SPAIN’S prime minister Pedro Sanchez has outlined plans to tax private jets in a move backed by environmental activists.
Speaking at the United Nations COP30 climate conference in Belem, Brazil, Sanchez told delegates: “We are working together with other countries to tax premium-class flights and private jets.”
He added: “It is only fair that those who have more – and pollute more – pay their fair share.”
The comments follow reports in June that Spain was working with a group of countries including France, Kenya and Barbados to thrash out a plan on how to tax premium and private trips by plane.
Greenpeace activists called the move ‘an important step towards ensuring that the binge users of this undertaxed sector are made to pay their fair share’.
A declaration outlining the exact way levies will be increased is expected during the current COP30 conference – with a portion of the proceeds set to be allocated to help the most climate-vulnerable nations.
READ MORE: Extreme heat led to over 62,000 deaths across Europe last year with Spain among countries hardest hit, study reveals
Spain and France are among the countries set to sign a deal to increase levies on private and premium air travel.

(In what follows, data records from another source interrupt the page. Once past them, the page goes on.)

PR #4108, opened 2016-03-22
add ability to have post-menu button in second position

stevenpslade:
This applies to buttons created with `api.addPostMenuButton`. The case `second` will place the button after index 0.

### DIFF
--- a/app/assets/javascripts/discourse/widgets/post-menu.js.es6
+++ b/app/assets/javascripts/discourse/widgets/post-menu.js.es6
@@ -270,6 +270,9 @@ export default createWidget('post-menu', {
               case 'first':
                 visibleButtons.unshift(button);
                 break;
+              case 'second':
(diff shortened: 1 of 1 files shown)


ZogStriP:
Maybe `position` should be an index rather than a string (`first`, `second`...)

eviltrout:
The problem with doing it that way is the hidden elements. Often plugins want to strategically position elements around that hidden content (before it, inside it, outside it). A standard index would not reflect that.

stevenpslade:
I thought of this as well. If someone wants second position, why not third, fourth, etc? Is it ridiculous to have more case statements to handle up to five? Or is it too much of a slippery slope?

stevenpslade:
@ZogStriP @eviltrout anything else needed for this?

eviltrout:
Nope looks good to me, thanks!

PR #4109, opened 2016-03-23
FIX: posts.rss route  when left clicked.

tomasibarrab:
I made a quick fix for the route **/posts.rss** when it's right clicked, the bug is that the path is not being sent to the server or being handle by Ember, it just don't send the post, but this quick fix works. We need to check out how the **handleURL** function works.

This PR fix this bug:

https://meta.discourse.org/t/left-clicking-link-to-posts-rss-does-not-work/41437

### DIFF
--- a/app/assets/javascripts/discourse/lib/url.js.es6
+++ b/app/assets/javascripts/discourse/lib/url.js.es6
@@ -99,7 +99,17 @@ const DiscourseURL = Ember.Object.createWithMixins({
   **/
 
   isInternalPathButNotEmber: function(path){
-    return path.indexOf("posts.rss") >= 0
+   /*
+   RSSwhitelist = ["posts.rss", "support.rss", "bug.rss", "feature.rss", "dev.rss", "ux.rss", "installation.rss",
+   "meta.rss", "marketplace.rss", "hosting.rss", "howto.rss", "plugin.rss", "praise.rss", "blog.rss", "faq.rss", "releases.rss"];
+
+   This array contains some of the .rss routes on Discourse, several of them are categories, and the method is
+   extracting the .rss route and verifying if the indexOf is >= to zero.
+   */
+
+   let pathStripped =  path.split("/").pop();
+   return path.indexOf(pathStripped) >= 0;
+
   },
 
   routeTo(path, opts) {
--- a/app/assets/javascripts/discourse/lib/url.js.es6
+++ b/app/assets/javascripts/discourse/lib/url.js.es6
@@ -97,10 +97,15 @@ const DiscourseURL = Ember.Object.createWithMixins({
     It contains the logic necessary to route within a topic using replaceState to
     keep the history intact.
   **/
+
+  isInternalPathButNotEmber: function(path){
+    return path.indexOf("posts.rss") >= 0
+  },
+
   routeTo(path, opts) {
     if (Em.isEmpty(path)) { return; }
 
-    if (Discourse.get('requiresRefresh')) {
+    if (Discourse.get('requiresRefresh') || this.isInternalPathButNotEmber(path)) {
       document.location.href = Discourse.getURL(path);
       return;
     }


tomasibarrab:
@ZogStriP  here it is, i closed it before, re-open now.

ryantm:
This PR might fix /posts.rss and lay a groundwork for fixing other static links, but I don't see how it would fix /bug.rss or other URLs that depend on category slugs.

tomasibarrab:
This is what i told you, is not a fix, it's a quick fix only, the bug is really weird to me actually, because the route exists, and the page is available, but something goes messy when you made a **click event** on the link, something goes wrong there, i debugged it yesterday and i found that it is in that method that something goes wrong, the */posts.rss* is lost and throws the 404 error.

riking:
I think you'd do better to insert code here:

        const transition = router.handleURL(path);

Check if the transition is going to the "not found" page, issue a HEAD request for the URL, if 2xx then assign document.location.

tomasibarrab:
I don't think that the idea from @riking  would work, because you will need to have a whitelist to check those static urls all the time, however, i will fix this in order to make a **groundwork** as @ryantm says, just let me do a list of some *.rss* pages, and i will commit that and see what's next.

Thank you guys, cheers!

tomasibarrab:
Updated PR, i did a Groundwork for the .rss routes. @ZogStriP

tomasibarrab:
@coding-horror @ZogStriP  @SamSaffron  @tgxworld  can we review what did happen?

erlend-sh:
We appreciate the pull requests @tomasibarrab, but please be patient with us. Everyone in the team keeps an eye on pending PRs, so there's no need to mention a group of people like that. v1.5 is due out in a few days, so the developers are most likely occupied for the time being.

tomasibarrab:
@erlend-sh it's ok, don't worry! cheers!

SamSaffron:
anything .rss or anything .json should simply bypass the ember router and do a full page load

tomasibarrab:
where's the problem then?

ryantm:
@tomasibarrab Doesn't your change do something way more specific than what Sam says?

tomasibarrab:
I only created a validator that checks if the value of the index is equals or greater than zero, this works for me on my locale when i left click the link.

``` js
let pathStripped =  path.split("/").pop();
return path.indexOf(pathStripped) >= 0;
```

just i'm just obtaining the **posts.rss** in a variable called ***pathStripped*** and verifying the value of the index of **posts.rss** (in this case) and if this value if equals or greater than zero, it works, i think that the value is 26 for **posts.rss**

ryantm:
Do URLs like `https://meta.discourse.org/t/left-clicking-link-to-posts-rss-does-not-work/41437` still not cause a refresh? It seems like `isInternalPathButNotEmber` should return `true` for that URL.

tomasibarrab:
It will only return ```true``` if the path after the last ```/``` is within the routes library and have an index value

coding-horror:
I would like to know how @eviltrout feels about this, non-Ember links have been a problem (but a very rarely encountered one) since day 1 of the project and it has not caused much pain, nor been much of an inconvenience..

app/assets/javascripts/discourse/lib/url.js.es6
```diff
@@ -97,10 +97,25 @@ const DiscourseURL = Ember.Object.createWithMixins({
...
+   /*
+   RSSwhitelist = ["posts.rss", "support.rss", "bug.rss", "feature.rss", "dev.rss", "ux.rss", "installation.rss",
+   "meta.rss", "marketplace.rss", "hosting.rss", "howto.rss", "plugin.rss", "praise.rss", "blog.rss", "faq.rss", "releases.rss"];
+
+   This array contains some of the .rss routes on Discourse, several of them are categories, and the method is
+   extracting the .rss route and verifying if the indexOf is >= to zero.
+   */
+
+   let pathStripped =  path.split("/").pop();
+   return path.indexOf(pathStripped) >= 0;
```
eviltrout: I don't understand how this works. You're taking the last segment from the path, but then checking that it's in the path? Wouldn't it always be true unless it's a root path?

Can you provide more examples?

I would be more comfortable with what @SamSaffron suggested and just check for an extension of `.rss` or `.json`

PR #4110, opened 2016-03-23
Fix for category stripe misalignment

gdpelican:
Before:
screen shot 2016-03-23 at 2 45 51 pm

After:
screen shot 2016-03-23 at 2 45 56 pm

### DIFF
--- a/lib/category_badge.rb
+++ b/lib/category_badge.rb
@@ -50,7 +50,7 @@ module CategoryBadge
       case (SiteSetting.category_style || :box).to_sym
       when :bar then inline_category_stripe(category.color, 'display: inline-block; padding: 1px;', true)
       when :box then inline_category_stripe(category.color, 'left: 5px; display: block; position: absolute; width: calc(100% - 5px); height: 100%;')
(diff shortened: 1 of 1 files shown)


coding-horror:
Errrr before and after look identical?

gdpelican:
Sorry, double screenshotted :)

I was testing it out using `UserNotifications.digest(User.last).deliver` and inspecting in mailcatcher.

gdpelican:
The bug was that it was applying a `&nbsp;` character to the subcategory stripe, but not the parent category stripe.

For category: (https://github.com/discourse/discourse/blob/master/lib/category_badge.rb#L41)
```
when :bullet then inline_category_stripe(parent_category.color, "<styles>")
```

For subcategory: (https://github.com/discourse/discourse/blob/master/lib/category_badge.rb#L53)
```
when :bullet then inline_category_stripe(category.color, "<styles>", true)
```

(with 'true' being the 'insert_blank' param for that method)

coding-horror:
Ok let's try it then

PR #4111, opened 2016-03-23
Update automated account blocked by staff PM text

jomaxro:
When a user's account is blocked by staff, they receive an automated PM informing them of such.  Unlike the new user too many flags PM, this PM does not inform that user what blocked means.  This PR adds two lines to the PM, one explaining what blocking means, the other informing the user to contact staff with questions.


coding-horror:
sure, better than what we had! thanks!

PR #4112, opened 2016-03-23
Feature: Merge multiple responses

adrapereira:
This feature was requested in meta [here](https://meta.discourse.org/t/add-a-merge-multiple-responses-admin-post-selection-action/14904).

It adds a button to a topic's administration menu enabling the admin to merge 2 or more posts by the same user.

**Necessary conditions to merge posts:**
* All posts must be deletable (so the main post of a topic cannot be among the selected posts)
* 2 or more posts must be selected
* All posts must be by the same user

There's no additional logic to account for posts that are replies to other responses, all posts will be merged in the same way, chronologically, with two new lines between each one.

The merged content will be edited into the last selected posts while the remaining responses will be marked as deleted.

### DIFF
--- a/app/assets/javascripts/discourse/controllers/topic.js.es6
+++ b/app/assets/javascripts/discourse/controllers/topic.js.es6
@@ -517,6 +517,25 @@ export default Ember.Controller.extend(SelectedPostsCount, BufferedContent, {
       });
     },
 
+    mergePosts() {
+      bootbox.confirm(I18n.t("post.delete.confirm", { count: this.get('selectedPostsCount')}), result => {
+        if (result) {
+          const selectedPosts = this.get('selectedPosts');
+          const selectedReplies = this.get('selectedReplies');
+          const postStream = this.get('model.postStream');
+
+          Discourse.Post.mergePosts(selectedPosts, selectedReplies);
+          //postStream.get('posts').forEach(p => {
+          //  if (this.postSelected(p)) {
+          //    p.set('deleted_at', new Date());
+          //  }
+          //});
+
+          this.send('toggleMultiSelect');
+        }
+      });
+    },
+
     expandHidden(post) {
       post.expandHidden();
     },
@@ -691,6 +710,11 @@ export default Ember.Controller.extend(SelectedPostsCount, BufferedContent, {
     if (!Discourse.User.current() || !Discourse.User.current().admin) return false;
     return this.get('selectedPostsUsername') !== undefined;
   }.property('selectedPostsUsername'),
+
+  canMergePosts: function() {
+    if (this.get('selectedPostsCount') < 2) return false;
+    return this.get('selectedPostsUsername') !== undefined;
+  }.property('selectedPostsCount'),
 
   categories: function() {
     return Discourse.Category.list();
--- a/app/assets/javascripts/discourse/controllers/topic.js.es6
+++ b/app/assets/javascripts/discourse/controllers/topic.js.es6
@@ -522,7 +522,7 @@ export default Ember.Controller.extend(SelectedPostsCount, BufferedContent, {
         if (result) {
           const selectedPosts = this.get('selectedPosts');
 
-          Discourse.Post.mergePosts(selectedPosts);
+          Post.mergePosts(selectedPosts);
           this.send('toggleMultiSelect');
         }
       });
@@ -709,12 +709,7 @@ export default Ember.Controller.extend(SelectedPostsCount, BufferedContent, {
     // Must be able to delete all of the posts, this makes it so
     // that the main post of a topic can't be part of the merged posts
     const selectedPosts = this.get('selectedPosts');
-    let canDelete = true;
-    selectedPosts.forEach(function(p) {
-      if (!p.get('can_delete')) {
-        canDelete = false;
-      }
-    });
+    let canDelete = selectedPosts.every(p => p.get('can_delete'));
     if(!canDelete) return false;
     // All the posts must have the same creator
     return this.get('selectedPostsUsername') !== undefined;
--- a/app/assets/javascripts/discourse/controllers/topic.js.es6
+++ b/app/assets/javascripts/discourse/controllers/topic.js.es6
@@ -712,7 +712,7 @@ export default Ember.Controller.extend(SelectedPostsCount, BufferedContent, {
     const selectedPosts = this.get('selectedPosts');
     let canDelete = true;
     selectedPosts.forEach(function(p) {
-      if (!canDelete || !p.get('can_delete')) {
+      if (!p.get('can_delete')) {
         canDelete = false;
       }
     });
--- a/app/assets/javascripts/discourse/controllers/topic.js.es6
+++ b/app/assets/javascripts/discourse/controllers/topic.js.es6
@@ -522,7 +522,6 @@ export default Ember.Controller.extend(SelectedPostsCount, BufferedContent, {
         if (result) {
           const selectedPosts = this.get('selectedPosts');
           const selectedReplies = this.get('selectedReplies');
-          const postStream = this.get('model.postStream');
 
           Discourse.Post.mergePosts(selectedPosts, selectedReplies);
           this.send('toggleMultiSelect');
--- a/app/assets/javascripts/discourse/controllers/topic.js.es6
+++ b/app/assets/javascripts/discourse/controllers/topic.js.es6
@@ -522,7 +522,7 @@ export default Ember.Controller.extend(SelectedPostsCount, BufferedContent, {
         if (result) {
           const selectedPosts = this.get('selectedPosts');
 
-          Post.mergePosts(selectedPosts);
+          Discourse.Post.mergePosts(selectedPosts);
           this.send('toggleMultiSelect');
         }
       });
--- a/app/assets/javascripts/discourse/controllers/topic.js.es6
+++ b/app/assets/javascripts/discourse/controllers/topic.js.es6
@@ -518,19 +518,13 @@ export default Ember.Controller.extend(SelectedPostsCount, BufferedContent, {
     },
 
     mergePosts() {
-      bootbox.confirm(I18n.t("post.delete.confirm", { count: this.get('selectedPostsCount')}), result => {
+      bootbox.confirm(I18n.t("post.merge.confirm", { count: this.get('selectedPostsCount')}), result => {
         if (result) {
           const selectedPosts = this.get('selectedPosts');
           const selectedReplies = this.get('selectedReplies');
           const postStream = this.get('model.postStream');
 
           Discourse.Post.mergePosts(selectedPosts, selectedReplies);
-          //postStream.get('posts').forEach(p => {
-          //  if (this.postSelected(p)) {
-          //    p.set('deleted_at', new Date());
-          //  }
-          //});
-
           this.send('toggleMultiSelect');
         }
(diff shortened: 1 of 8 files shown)


app/assets/javascripts/discourse/controllers/topic.js.es6
```diff
@@ -563,6 +575,23 @@ export default Ember.Controller.extend(SelectedPostsCount, BufferedContent, {
...
 
+  canMergePosts: function() {
+    // Two or more posts selected
+    if (this.get('selectedPostsCount') < 2) return false;
+    // Must be able to delete all of the posts, this makes it so
+    // that the main post of a topic can't be part of the merged posts
+    const selectedPosts = this.get('selectedPosts');
+    let canDelete = true;
+    selectedPosts.forEach(function(p) {
+      if (!canDelete || !p.get('can_delete')) {
```
riking: You can leave out the first part of this condition here.

lib/post_merger.rb
```diff
@@ -0,0 +1,24 @@
...
+  end
+
+  def merge
+    postContent = []
+    @posts.each {|p| postContent.push(p.raw) }
+
+    post = @posts.last
+    changes = {
+      raw: postContent.join("\n\n"),
+      edit_reason: "Merging the posts"
```
riking: This should be a better message.

    Merged #{@posts.length} posts by #{@posts.first.creator}

app/controllers/posts_controller.rb
```diff
@@ -237,6 +238,29 @@ def destroy_many
...
   end
 
+  def merge_posts
+    params.require(:post_ids)
+
+    posts = Post.where(id: post_ids_including_replies).order(:id)
+    raise Discourse::InvalidParameters.new(:post_ids) if posts.blank?
+
+    # Make sure we can delete the posts
+    posts.each {|p| guardian.ensure_can_delete!(p) }
```
tgxworld: I think the logic here should be moved into `PostMerger`.

app/controllers/posts_controller.rb
```diff
@@ -237,6 +238,29 @@ def destroy_many
...
+
+    PostMerger.new(current_user, posts).merge
+
+    Post.transaction do
```
tgxworld: Same as https://github.com/discourse/discourse/pull/4112/files#r63487573

tgxworld:
Hi @adrapereira !

Thank you for the PR :)

Are you able to add some tests to make sure `PostMerger` is doing what you expect it to do? Feel free to ping me if you need any help with this? Thanks

app/assets/javascripts/discourse/models/post.js.es6
```diff
@@ -320,6 +320,16 @@ Post.reopenClass({
...
   },
 
+  mergePosts(selectedPosts, selectedReplies) {
+    return Discourse.ajax("/posts/merge_posts", {
+      type: 'PUT',
+      data: {
+        post_ids: selectedPosts.map(function(p) { return p.get('id'); }),
+        reply_post_ids: selectedReplies.map(function(p) { return p.get('id'); })
+      }
+    });
```
tgxworld: It seems like we're not updating the client and handling errors on the ajax calls here.

app/assets/javascripts/discourse/models/post.js.es6
```diff
@@ -320,6 +320,16 @@ Post.reopenClass({
     });
   },
 
+  mergePosts(selectedPosts, selectedReplies) {
+    return Discourse.ajax("/posts/merge_posts", {
+      type: 'PUT',
+      data: {
+        post_ids: selectedPosts.map(function(p) { return p.get('id'); }),
```
tgxworld: Nitpick here: Lets do `selectedPosts.map(p => p.get('id'))` instead

app/assets/javascripts/discourse/models/post.js.es6
```diff
@@ -320,6 +320,16 @@ Post.reopenClass({
...
+        reply_post_ids: selectedReplies.map(function(p) { return p.get('id'); })
```
tgxworld: I don't see this being used anywhere in the controller :grin:

app/controllers/posts_controller.rb
adrapereira: Any part in specific? It's the same way as the other methods in the controller. Example: https://github.com/discourse/discourse/blob/master/app/controllers/posts_controller.rb#L162

app/assets/javascripts/discourse/models/post.js.es6
adrapereira: @tgxworld The client is updated. :smiley:  There's no error handling in the AJAX call since the other AJAX calls didn't have it either. Can you point me to an example of how it should be handled in Discourse?

coding-horror:
@tgxworld if this still looks good, can we merge it in?

adrapereira:
@coding-horror Not yet, I still need to add some tests.

adrapereira:
@tgxworld I've added some tests to PostMerger. Please let me know if you need anything more.

app/assets/javascripts/discourse/controllers/topic.js.es6
```diff
@@ -410,6 +410,17 @@ export default Ember.Controller.extend(SelectedPostsCount, BufferedContent, {
       });
     },
 
+    mergePosts() {
+      bootbox.confirm(I18n.t("post.merge.confirm", { count: this.get('selectedPostsCount')}), result => {
+        if (result) {
+          const selectedPosts = this.get('selectedPosts');
+
+          Discourse.Post.mergePosts(selectedPosts);
```
tgxworld: Let's import the `Post` model instead.
`import Post from 'discourse/models/post';`

app/assets/javascripts/discourse/controllers/topic.js.es6
```diff
@@ -563,6 +574,23 @@ export default Ember.Controller.extend(SelectedPostsCount, BufferedContent, {
...
   }.property('selectedPostsUsername'),
 
+  canMergePosts: function() {
+    // Two or more posts selected
+    if (this.get('selectedPostsCount') < 2) return false;
+    // Must be able to delete all of the posts, this makes it so
+    // that the main post of a topic can't be part of the merged posts
+    const selectedPosts = this.get('selectedPosts');
+    let canDelete = true;
+    selectedPosts.forEach(function(p) {
```
tgxworld: You can probably do something like `selectedPosts.some(p => p.get('can_delete'))`

app/assets/javascripts/discourse/models/post.js.es6
```diff
@@ -320,6 +320,13 @@ Post.reopenClass({
     });
   },
 
+  mergePosts(selectedPosts) {
+    return Discourse.ajax("/posts/merge_posts", {
+      type: 'PUT',
+      data: {post_ids: selectedPosts.map(p => p.get('id'))}
+    });
```
tgxworld: I realized we are not handling errors here :)

app/controllers/posts_controller.rb
tgxworld: Opps nevermind this is fine :+1:

lib/post_merger.rb
```diff
@@ -0,0 +1,34 @@
...
+
+  def initialize(user, posts)
+    @user = user
+    @posts = posts
+  end
+
+  def merge
+    postContent = []
+
+    @posts.each {|p| postContent.push(p.raw) }
```
tgxworld: nitpick:  Missing space after `{|p|`

app/controllers/posts_controller.rb
```diff
@@ -237,6 +238,20 @@ def destroy_many
     render nothing: true
   end
 
+  def merge_posts
+    params.require(:post_ids)
+
+    posts = Post.where(id: post_ids_including_replies).order(:id)
+    raise Discourse::InvalidParameters.new(:post_ids) if posts.blank?
```
tgxworld: Hmm we can't just check for a blank here. Probably do a `map(&:id)` to make sure the ids are equal the `post_ids`. Otherwise, there might be cases where one of the id is valid we will not know about it.

lib/post_merger.rb
```diff
@@ -0,0 +1,34 @@
...
+
+    post = @posts.last
+    changes = {
+      raw: postContent.join("\n\n"),
+      edit_reason: "Merged #{@posts.length} posts by #{@user.name}"
+    }
+    revisor = PostRevisor.new(post, post.topic)
```
tgxworld: I think the revision should happen within the transaction as well

spec/components/post_merger_spec.rb
```diff
@@ -0,0 +1,63 @@
...
+      reply2 = create_post(topic: topic)
+      reply3 = create_post(topic: topic)
+
+      replies = []
+      replies.push(reply1)
+      replies.push(reply2)
+      replies.push(reply3)
+
+      postContent = []
+      replies.each {|p| postContent.push(p.raw) }
```
tgxworld: Hmm I'm not a fan of this test because it is duplicating the logic of what `PostMerger` does in the test. 

What I usually do is manually form the expected output, so it'll be something like

```
create_post(topic: topic, raw: 'this is the first line')
create_post(topic: topic, raw: 'this is the second line')
create_post(topic: topic, raw: 'this is the third line')

expected_output = <<~OUTPUT
this is the first line

this is the second line

this is the third line
OUTPUT
```

tgxworld:
@adrapereira Sorry for the late reply. I've left some comments :)

app/assets/javascripts/discourse/models/post.js.es6
adrapereira: Can you tell me what I should do when if there's an error? There's no error handling in any of the AJAX calls of that model.

app/controllers/posts_controller.rb
adrapereira: I'm sorry but I don't understand what you're asking, can you please specify?

app/assets/javascripts/discourse/models/post.js.es6
tgxworld: Sure :) For a start, https://github.com/discourse/discourse/blob/be3a5a56ccc284b352aa65080fc6b955f73cc72a/app/assets/javascripts/admin/controllers/admin-site-text-edit.js.es6#L13 will be fine

app/controllers/posts_controller.rb
tgxworld: If `post_ids_including_replies` is equal to `[1, 2, 3]` where only `[1, 2]` are valid ids. The check here won't catch that `3` is invalid because we are only checking if `posts` collection is blank.

SamSaffron:
@adrapereira  branch is in conflict state now, can you rebase?

app/controllers/posts_controller.rb
adrapereira: I understand why we should do it but couldn't figure out how to implement it... :worried:

tgxworld: Sorry for the delay in getting back to you :(

You can do something like `posts.pluck(:id) == params[:post_ids]`.

coding-horror:
This seems in good shape if you can rebate?

adrapereira:
I think this is ready for merge.

tgxworld:
Closing in favor of https://github.com/discourse/discourse/pull/4346

PR #4193, opened 2016-04-24
FEATURE: new bootstrap mode settings for brand new Discourse community

techAPJ:
This PR adds new "Bootstrap Mode" _hidden_ site setting which is:

- enabled _only_ after the first admin logs in

- when this mode is on, there is a mandatory only visible to staff banner up that says:

> To make launching your new site easier, you are in bootstrap mode. All new users will be granted trust level 1 and have daily email digest updates enabled. This will be automatically turned off in {x} days.

- it makes TL1 the default for all new users

- it makes daily digest the default for all new users

- it automatically turns off after ONE WEEK (7 days) from first admin login

- when turned off, it reverses those changes (back to TL0 as new user default, back to weekly digest as new user default)

### DIFF
--- a/app/assets/javascripts/discourse/components/global-notice.js.es6
+++ b/app/assets/javascripts/discourse/components/global-notice.js.es6
@@ -17,6 +17,14 @@ export default Ember.Component.extend(StringBuffer, {
       notices.push([I18n.t("emails_are_disabled"), 'alert-emails-disabled']);
     }
 
+    if (this.currentUser && this.currentUser.get('staff') && this.siteSettings.bootstrap_mode_enabled) {
+      if (this.siteSettings.bootstrap_mode_min_users > 0) {
+        notices.push([I18n.t("bootstrap_mode_enabled", {min_users: this.siteSettings.bootstrap_mode_min_users}), 'alert-bootstrap-mode']);
+      } else {
+        notices.push([I18n.t("bootstrap_mode_disabled"), 'alert-bootstrap-mode']);
+      }
+    }
+
     if (!_.isEmpty(this.siteSettings.global_notice)) {
       notices.push([this.siteSettings.global_notice, 'alert-global-notice']);
     }
--- a/app/jobs/regular/enable_bootstrap_mode.rb
+++ b/app/jobs/regular/enable_bootstrap_mode.rb
@@ -10,15 +10,9 @@ module Jobs
       return unless user.is_singular_admin?
 
       # let's enable bootstrap mode settings
-      update_site_setting('default_trust_level', TrustLevel[1])
-      update_site_setting('default_email_digest_frequency', 1440)
-      update_site_setting('bootstrap_mode_enabled', true)
-    end
-
-    def update_site_setting(id, value)
-      prev_value = SiteSetting.send(id)
-      SiteSetting.set(id, value)
-      StaffActionLogger.new(Discourse.system_user).log_site_setting_change(id, prev_value, value) if SiteSetting.has_setting?(id)
+      SiteSetting.set_and_log('default_trust_level', TrustLevel[1])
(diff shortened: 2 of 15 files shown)


coding-horror:
Very nice! Let's let @SamSaffron have a look as he asked for the initial feature. We can make this more expansive as we go, but getting something safe in to start is a good beginning, I think.

techAPJ:
Updated the PR, here are major changes:

- Admin can now disable bootstrap mode by setting "bootstrap_mode_min_users" to 0

- Admin can control when to turn off bootstrap mode by tuning "bootstrap_mode_min_users" setting

- Added a new scheduled job that check for total number of users _daily_ and disable bootstrap mode if the total users exceeds "bootstrap_mode_min_users" setting.

- Updated the banner message to:

> To make launching your new site easier, you are in bootstrap mode. All new users will be granted trust level 1 and have daily email digest updates enabled. This will be automatically turned off when total user count exceeds {x} users.

- "Disable after n days" concept is replaced by "Disable after n users"

- Logging changes in site settings

- Added more tests

app/assets/javascripts/discourse/components/global-notice.js.es6
```diff
@@ -17,6 +17,14 @@ export default Ember.Component.extend(StringBuffer, {
       notices.push([I18n.t("emails_are_disabled"), 'alert-emails-disabled']);
     }
 
+    if (Discourse.User.currentProp('staff') && this.siteSettings.bootstrap_mode_enabled) {
```
eviltrout: We're still trying to deprecate constants in Javascript. You should use `this.currentUser && this.currentUser.get('staff')` instead.

app/jobs/regular/enable_bootstrap_mode.rb
```diff
@@ -0,0 +1,24 @@
+module Jobs
+  class EnableBootstrapMode < Jobs::Base
+    sidekiq_options queue: 'critical'
+
+    def execute(args)
+      raise Discourse::InvalidParameters.new(:user_id) unless args[:user_id].present?
+      return if SiteSetting.bootstrap_mode_enabled
+
+      @current_user = User.find_by(id: args[:user_id])
```
eviltrout: I don't think `@current_user` should be an instance variable. Also it's a little confusing that it uses the same name as the function `current_user` elsewhere.  I'd suggest just calling it `user` instead.

techAPJ:
@eviltrout: Updated the PR as per your comments.

app/jobs/scheduled/disable_bootstrap_mode.rb
```diff
@@ -0,0 +1,22 @@
...
+      total_users = User.where.not(id: Discourse::SYSTEM_USER_ID).count
+
+      if SiteSetting.bootstrap_mode_min_users == 0 || total_users > SiteSetting.bootstrap_mode_min_users
+        update_site_setting('default_trust_level', TrustLevel[0])
+        update_site_setting('default_email_digest_frequency', 10080)
+        update_site_setting('bootstrap_mode_enabled', false)
+      end
+    end
+
+    def update_site_setting(id, value)
```
eviltrout: This `update_site_setting` code is the same in two places. I think a class method like `SiteSetting.change(name, val)` might be better and you wouldn't be repeating yourself.

eviltrout:
Looks good. Ping me when you've fixed all the minor issues and it should be good to merge.

techAPJ:
@eviltrout Okay I created a new method `set_and_log` via https://github.com/discourse/discourse/pull/4193/commits/762cb28c3bec076dc2d7eb78aa435d5976030757

PR should be good for final review now.

eviltrout:
Looks good, 👍

PR #4194, opened 2016-04-24
Stop using OFFSET in DB queries of phpBB3 importer

gschlager:
http://use-the-index-luke.com/no-offset


riking:
I think it's worth keeping the ASC in the sort ordes.

gschlager:
I don't see why we need `ASC`. It's the default sort order anyway and all it does is make me think. IMHO it's a lot easier to read the queries without the `ASC`.

PR #4195, opened 2016-04-24
FIX: header offset 0 not respected in google android

featheredtoast:
see https://meta.discourse.org/t/d-header-0px-not-respected-google-chrome-android-6p/43131

### DIFF
--- a/app/assets/stylesheets/common/base/header.scss
+++ b/app/assets/stylesheets/common/base/header.scss
@@ -1,7 +1,7 @@
 .d-header {
     width: 100%;
     position: absolute;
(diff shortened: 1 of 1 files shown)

Credit: Cordon Press
During his speech, Sanchez said climate change had already claimed more than 20,000 lives in Spain over the past five years, including heat-related deaths and natural disasters such as last year’s catastrophic floods in Valencia, which killed 229 people.
The socialist prime minister said that climate change ‘not only kills, but impoverishes’, causing €44 billion of losses across the EU in the past three years.
Speaking alongside Brazilian president Luiz Inacio Lula de Silva, Sanchez reassured delegates that his government is a reliable ally in the fight against climate change, saying: “To those who believe in science: you can count on Spain.”
“There is no way to convince someone who has put a blindfold on. Today I address those who do not back down, intimidated by negationist forces,” he added.
He also pointed to Spain’s impressive economic performance as evidence that growth could still be achieved while reducing emissions.
Spain is currently the fastest growing major Eurozone economy.